What is being asked:
Report each line of the entries that contains the word "import", copied in full.

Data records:
PR #4791, opened 2021-04-07
add page split webtoon page (alpha)

Riztard:
split very long webtoon page, to make it less lag/smoother when scrolling

*based on dual page split
*need to split more than 2 if the image is very long or make it dynamic or at least just split into 3

### DIFF
--- a/app/src/main/java/eu/kanade/tachiyomi/ui/reader/viewer/webtoon/WebtoonAdapter.kt
+++ b/app/src/main/java/eu/kanade/tachiyomi/ui/reader/viewer/webtoon/WebtoonAdapter.kt
@@ -6,6 +6,7 @@ import android.widget.LinearLayout
 import androidx.recyclerview.widget.DiffUtil
 import androidx.recyclerview.widget.RecyclerView
 import eu.kanade.tachiyomi.ui.reader.model.ChapterTransition
+import eu.kanade.tachiyomi.ui.reader.model.InsertPage
 import eu.kanade.tachiyomi.ui.reader.model.ReaderChapter
 import eu.kanade.tachiyomi.ui.reader.model.ReaderPage
 import eu.kanade.tachiyomi.ui.reader.model.ViewerChapters
@@ -19,10 +20,31 @@ class WebtoonAdapter(val viewer: WebtoonViewer) : RecyclerView.Adapter<RecyclerV
     /**
      * List of currently set items.
      */
-    var items: List<Any> = emptyList()
+    var items: MutableList<Any> = mutableListOf()
         private set
 
     var currentChapter: ReaderChapter? = null
+    fun onPageSplitWebtoon(current: Any?, newPage: InsertPage, clazz: Class<out WebtoonViewer>) {
+        if (current !is ReaderPage) return
+
+        val currentIndex = items.indexOf(current)
+
+        val placeAtIndex = currentIndex + 1
+
+        // It will enter a endless cycle of insert pages
+        if (clazz.isAssignableFrom(WebtoonViewer::class.java) && items[placeAtIndex - 1] is InsertPage) {
+            return
+        }
+
+        // Same here it will enter a endless cycle of insert pages
+        if (items[placeAtIndex] is InsertPage) {
+            return
+        }
+
+        items.add(placeAtIndex, newPage)
+
+        notifyDataSetChanged()
+    }
 
     /**
      * Updates this adapter with the given [chapters]. It handles setting a few pages of the
--- a/app/src/main/java/eu/kanade/tachiyomi/ui/reader/viewer/webtoon/WebtoonAdapter.kt
+++ b/app/src/main/java/eu/kanade/tachiyomi/ui/reader/viewer/webtoon/WebtoonAdapter.kt
@@ -24,21 +24,15 @@ class WebtoonAdapter(val viewer: WebtoonViewer) : RecyclerView.Adapter<RecyclerV
         private set
 
     var currentChapter: ReaderChapter? = null
-    fun onPageSplitWebtoon(current: Any?, newPage: InsertPage, clazz: Class<out WebtoonViewer>) {
-        if (current !is ReaderPage) return
+    fun onPageSplitWebtoon(current: ReaderPage?, newPage: InsertPage) {
+        if (current is InsertPage) return
 
         val currentIndex = items.indexOf(current)
 
         val placeAtIndex = currentIndex + 1
 
-        // It will enter a endless cycle of insert pages
-        if (clazz.isAssignableFrom(WebtoonViewer::class.java) && items[placeAtIndex - 1] is InsertPage) {
-            return
-        }
-
-        // Same here it will enter a endless cycle of insert pages
         if (items[placeAtIndex] is InsertPage) {
-            return
+            return // We return here to not insert more of the already split page
         }
 
         items.add(placeAtIndex, newPage)
@@ -209,6 +203,7 @@ class WebtoonAdapter(val viewer: WebtoonViewer) : RecyclerView.Adapter<RecyclerV
 
     fun cleanupPageSplit() {
         val insertPages = items.filterIsInstance(InsertPage::class.java)
+        if (insertPages.size == 0) return
         items.removeAll(insertPages)
         notifyDataSetChanged()
     }
--- a/app/src/main/java/eu/kanade/tachiyomi/ui/reader/viewer/webtoon/WebtoonAdapter.kt
+++ b/app/src/main/java/eu/kanade/tachiyomi/ui/reader/viewer/webtoon/WebtoonAdapter.kt
@@ -24,6 +24,7 @@ class WebtoonAdapter(val viewer: WebtoonViewer) : RecyclerView.Adapter<RecyclerV
         private set
 
     var currentChapter: ReaderChapter? = null
+
     fun onPageSplitWebtoon(current: ReaderPage?, newPage: InsertPage) {
         if (current is InsertPage) return
 
@@ -37,6 +38,13 @@ class WebtoonAdapter(val viewer: WebtoonViewer) : RecyclerView.Adapter<RecyclerV
 
         items.add(placeAtIndex, newPage)
 
+        notifyDataSetChanged()
+    }
+
+    fun cleanupPageSplit() {
+        val insertPages = items.filterIsInstance(InsertPage::class.java)
+        if (insertPages.size == 0) return
+        items.removeAll(insertPages)
         notifyDataSetChanged()
     }
 
@@ -199,12 +207,5 @@ class WebtoonAdapter(val viewer: WebtoonViewer) : RecyclerView.Adapter<RecyclerV
          * View holder type of a chapter transition view.
          */
         const val TRANSITION_VIEW = 1
-    }
-
-    fun cleanupPageSplit() {
-        val insertPages = items.filterIsInstance(InsertPage::class.java)
-        if (insertPages.size == 0) return
-        items.removeAll(insertPages)
-        notifyDataSetChanged()
     }
 }
--- a/app/src/main/java/eu/kanade/tachiyomi/ui/reader/viewer/webtoon/WebtoonAdapter.kt
+++ b/app/src/main/java/eu/kanade/tachiyomi/ui/reader/viewer/webtoon/WebtoonAdapter.kt
@@ -206,4 +206,10 @@ class WebtoonAdapter(val viewer: WebtoonViewer) : RecyclerView.Adapter<RecyclerV
          */
         const val TRANSITION_VIEW = 1
     }
+
+    fun cleanupPageSplit() {
+        val insertPages = items.filterIsInstance(InsertPage::class.java)
+        items.removeAll(insertPages)
+        notifyDataSetChanged()
+    }
 }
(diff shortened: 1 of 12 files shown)


ghostbear:
Just leaving an idea for splitting it into more than two.

Instead of using `InsertPage` which only supports right and left have a data class that holds an offset, and the parent. And a pre-defined height that the class would use as height for each split of the image. This class and height variable would work as a stencil to display the image. 

---

Let us say you have an image with a height of 4500 and the stencil height of 1000. This means the code should generate four stencil pages
```
*---*
|   | ReaderPage
|   |
*---* Y=1000
|   | StencilPage(offset=1000)
|   |
*---* Y=2000
|   | StencilPage(offset=2000)
|   |
*---* Y=3000
|   | StencilPage(offset=3000)
|   |
*---* Y=4000
|   | StencilPage(offset=4000)
*---* Y=4500
```
When it detects that it is a webtoon page `ReaderPage` will get the offset from 0 to the stencil height (1000), then each stencil page will use the offset along with the stencil height to render the reset of the webtoon page. The last page may or may not be 1000 in height so it would just render what's left in this case 500.

It would still work like dual page split inserting into the adapter but it would insert multiple items instead of one.

The stencil height could be the screen height or the screen height multiplied by 2 not necessarily 1000

app/src/main/java/eu/kanade/tachiyomi/ui/reader/viewer/webtoon/WebtoonViewer.kt
```diff
@@ -219,6 +220,10 @@ class WebtoonViewer(val activity: ReaderActivity, val isContinuous: Boolean = tr
         }
     }
 
+    fun onPageSplitWebtoon(currentPage: ReaderPage, newPage: InsertPage) {
+        adapter.onPageSplitWebtoon(currentPage, newPage, this::class.java)
+    }
+
```
ghostbear, line 226: You probably want to have a cleanup function as well else you will end up will duplicates
https://github.com/tachiyomiorg/tachiyomi/blob/master/app/src/main/java/eu/kanade/tachiyomi/ui/reader/viewer/pager/PagerViewerAdapter.kt#L155-L159

app/src/main/java/eu/kanade/tachiyomi/ui/reader/viewer/webtoon/WebtoonPageHolder.kt
```diff
@@ -315,6 +324,34 @@ class WebtoonPageHolder(
...
     }
 
+    private fun processSplitWebtoonPage(openStream: InputStream): InputStream {
+        var inputStream = openStream
+        val (isWebtoonPage, stream) = when (page) {
+            is InsertPage -> Pair(true, inputStream)
+            else -> ImageUtil.isWebtoonPage(inputStream)
+        }
+        inputStream = stream
+        if (isWebtoonPage) {
```
arkon, line 334: Short-circuit early, i.e.

```
if (!isWebtoonPage) {
  return ...
}

// Other logic
return ...
```

app/src/main/java/eu/kanade/tachiyomi/ui/reader/viewer/webtoon/WebtoonPageHolder.kt
```diff
@@ -315,6 +324,34 @@ class WebtoonPageHolder(
...
+            }
+
+            inputStream = ImageUtil.splitWebtoon(inputStream, upperSide)
+        }
+        return inputStream
+    }
+
+    private fun onPageSplitWebtoon() {
+        val newPage = page?.let { InsertPage(it) }
+        page?.let { newPage?.let { it1 -> viewer.onPageSplitWebtoon(it, it1) } }
```
arkon, line 352: Just use an if-statement to check if `page` is null, the `.let`s here aren't making it any more readable.

arkon (changes requested):

app/src/main/java/eu/kanade/tachiyomi/ui/reader/viewer/webtoon/WebtoonPageHolder.kt
```diff
@@ -315,6 +324,34 @@ class WebtoonPageHolder(
         addSubscription(readImageHeaderSubscription)
     }
 
+    private fun processSplitWebtoonPage(openStream: InputStream): InputStream {
+        var inputStream = openStream
```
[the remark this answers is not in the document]
ghostbear: It is needed because of reassignment later when the stream is read, else the image will just be blank. But it can be replaced with `InputStream.mark()` and `InputStream.reset()` in the functions in `ImageUtil`

Riztard:
ill just let ghostbear or others to continue this 🤣
i dont even know what did i write lol
my ape brain cant handle it :harold:

ghostbear:
A monke wrote it so another monke should be able to add to it

Riztard:
> A monke wrote it so another monke should be able to add to it

apes alone weak
apes together strong

ghostbear:
I think you should be able to go through the PR review
I will go through them and add suggestions to help you out a bit

ghostbear (commented):
I have made some suggestions to help you get through the PR review, it's based on arkon's comments. If you want me to explain more about why I did something in one of the suggestion just comment on them

ghostbear:
> A recent PR replaced this function with an extension function, so you could use that here too.

As for adding this, I think you should checkout 62ac664, rebase, and force push to this branch to get the extension functions

Just remember the things you changed in c64d44b

app/src/main/java/eu/kanade/tachiyomi/ui/reader/viewer/webtoon/WebtoonAdapter.kt
```diff
@@ -184,4 +206,10 @@ class WebtoonAdapter(val viewer: WebtoonViewer) : RecyclerView.Adapter<RecyclerV
          */
         const val TRANSITION_VIEW = 1
     }
+
+    fun cleanupPageSplit() {
+        val insertPages = items.filterIsInstance(InsertPage::class.java)
+        items.removeAll(insertPages)
+        notifyDataSetChanged()
+    }
```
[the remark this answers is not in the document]
Riztard: > arkon: Put this alongside the other split function

its not possible right? because pager and webtoon have different adapter? 🤔

app/src/main/java/eu/kanade/tachiyomi/util/system/ImageUtil.kt
```diff
@@ -87,6 +87,18 @@ object ImageUtil {
         return Pair(options.outWidth > options.outHeight, ByteArrayInputStream(imageBytes))
     }
 
+    /**
+     * Check whether the image is a webtoon image (width * 3 < height), return the result and original stream
```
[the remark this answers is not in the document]
Riztard: yea what if its just high quality images 🤔

Riztard:
hmm failed

app/src/main/java/eu/kanade/tachiyomi/ui/reader/viewer/webtoon/WebtoonViewer.kt
```diff
@@ -325,4 +332,13 @@ class WebtoonViewer(val activity: ReaderActivity, val isContinuous: Boolean = tr
             min(position + 3, adapter.itemCount - 1)
         )
     }
+
+    fun onPageSplitWebtoon(currentPage: ReaderPage, newPage: InsertPage) {
+        adapter.onPageSplitWebtoon(currentPage, newPage, this::class.java)
```
ghostbear, line 337: To many arguments
```suggestion
        adapter.onPageSplitWebtoon(currentPage, newPage)
```

arkon:
You don't really need to rebase, the core extension functions should be available to you anyway.

app/src/main/java/eu/kanade/tachiyomi/ui/reader/viewer/webtoon/WebtoonAdapter.kt
```diff
@@ -184,4 +206,10 @@ class WebtoonAdapter(val viewer: WebtoonViewer) : RecyclerView.Adapter<RecyclerV
          */
         const val TRANSITION_VIEW = 1
     }
+
+    fun cleanupPageSplit() {
```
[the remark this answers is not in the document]
arkon: I mean grouping `onPageSplitWebtoon` and `cleanupPageSplit` together.

app/src/main/java/eu/kanade/tachiyomi/ui/reader/viewer/webtoon/WebtoonPageHolder.kt
```diff
@@ -315,6 +324,38 @@ class WebtoonPageHolder(
...
+            is InsertPage -> Pair(true, inputStream)
+            else -> ImageUtil.isWebtoonPage(inputStream)
+        }
+        inputStream = stream
+        
+        if (!isWebtoonPage) {
+            return inputStream
+        }
+        
+        val upperSide = when {
```
arkon, line 339: Can you try making it so it's `when (page) { ... }`?

app/src/main/java/eu/kanade/tachiyomi/util/system/ImageUtil.kt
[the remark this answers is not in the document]
arkon: Super hi-res images will make it lag anyway.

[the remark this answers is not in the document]
Riztard: so if height more than what?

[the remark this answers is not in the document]
Riztard: make it like (height > width && height > x) ?
or dont compare to width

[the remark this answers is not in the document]
arkon: Kind of hard to say without any data, but I'm fine with @ghostbear's suggestion of 10,000px as a start. We could fiddle around with it more in the future. You just need to make sure that it's simple to change that predicate.

app/src/main/java/eu/kanade/tachiyomi/ui/reader/viewer/webtoon/WebtoonPageHolder.kt
Riztard: that sounds simple, but im not famiiar with `when` LOL

arkon:
```
when (page) {
  is InsertPage -> ...
  !is InsertPage -> ...
}
```

arkon: Or maybe just a good old fashioned `if`/`else`.

Riztard: like this? 🤔
https://github.com/tachiyomiorg/tachiyomi/pull/4791/commits/01a621aa7ea2c4f6d41a6968105daa7fc3e1bf2e

arkon:
@Riztard Was this ready for another round of review, or are you still iterating on it?

Riztard:
maybe, i dont know what else to do 😂
ill let someone(you) clean it :tehe:

arkon:
@ghostbear I assume you were interested in continuing this work? How did you want to do that, do you want to PR into @Riztard's branch, or do you want to create your own, or do you want me to merge this into a different branch to work off of?

ghostbear:
I will probably just create my own PR superseding this and make Riztard a co-author on the commit containing most of his logic

ghostbear:
I have tested this and the stencil page idea on my old Sony Xperia M2 Aqua which is the lowest end device I have

Riztard's PR seems to work fine just that it's a bit janky jumping around when processing/adding the pages

For my stencil page idea, it throws OOM near-instantaneous this is mostly because it does everything on IO rather than the main thread. Even if I only do two pages like Riztard's PR does it still throws OOM

I found an alternative way to reduce lag which is to use `BitmapFactory` option `inSampleSize` to basically scale down the image, but at the cost of quality. And it doesn't throw OOM as soon as it's being processed. I believe this would be a better way to approach this rather than to introduce jankiness into the `WebtoonViewer`.
Maybe even keep some of the elements of this PR in this solution where it only scales down extremely tall images

FourTOne5:
> I have tested this and the stencil page idea on my old Sony Xperia M2 Aqua which is the lowest end device I have

Can you provide the code?

ghostbear:
> > I have tested this and the stencil page idea on my old Sony Xperia M2 Aqua which is the lowest end device I have
> 
> Can you provide the code?

It seems I have deleted the stash containing the code, so no I can't provide it.

But it is really similar to how it does dual page split except it determined how many pages it needed to split it to then loop over the original image to create the splits and inserted them into the recycler

FourTOne5:
> then loop over the original image to create the splits and inserted them into the recycler

Where exactly were you looping it? I tried to do by looping but it didn't went as planned

ghostbear:
> > then loop over the original image to create the splits and inserted them into the recycler
> 
> Where exactly were you looping it? I tried to do by looping but it didn't went as planned

Before calling `splitWebtoon` I changed the parameters to take in an int to represent which page it was creating and remove the side parameter. Also had a global constant to represent the height of the stencil image 

So something like this:
```kt
// Global constant somewhere
val STENCIL_HEIGHT = 10_000

// Loop
val imageHeight = ImageUtil.getHeight(inputStream)
val numberOfPages = imageHeight / STENCIL_HEIGHT
for (pageIndex in 0..numberOfPages) {
  val newImage = ImageUtil.splitWebtoon(inputStream, pageIndex)
  // Handle image
}
// First image gets returned to the current WebtoonPageHolder
// The rest of the images goes to the recycler 
```

FourTOne5:
Just wanted to clarify I'm working on this.

arkon:
Superseded by #5759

Your solution:
@@ -6,6 +6,7 @@ import android.widget.LinearLayout
 import androidx.recyclerview.widget.DiffUtil
 import androidx.recyclerview.widget.RecyclerView
 import eu.kanade.tachiyomi.ui.reader.model.ChapterTransition
+import eu.kanade.tachiyomi.ui.reader.model.InsertPage
 import eu.kanade.tachiyomi.ui.reader.model.ReaderChapter
 import eu.kanade.tachiyomi.ui.reader.model.ReaderPage
 import eu.kanade.tachiyomi.ui.reader.model.ViewerChapters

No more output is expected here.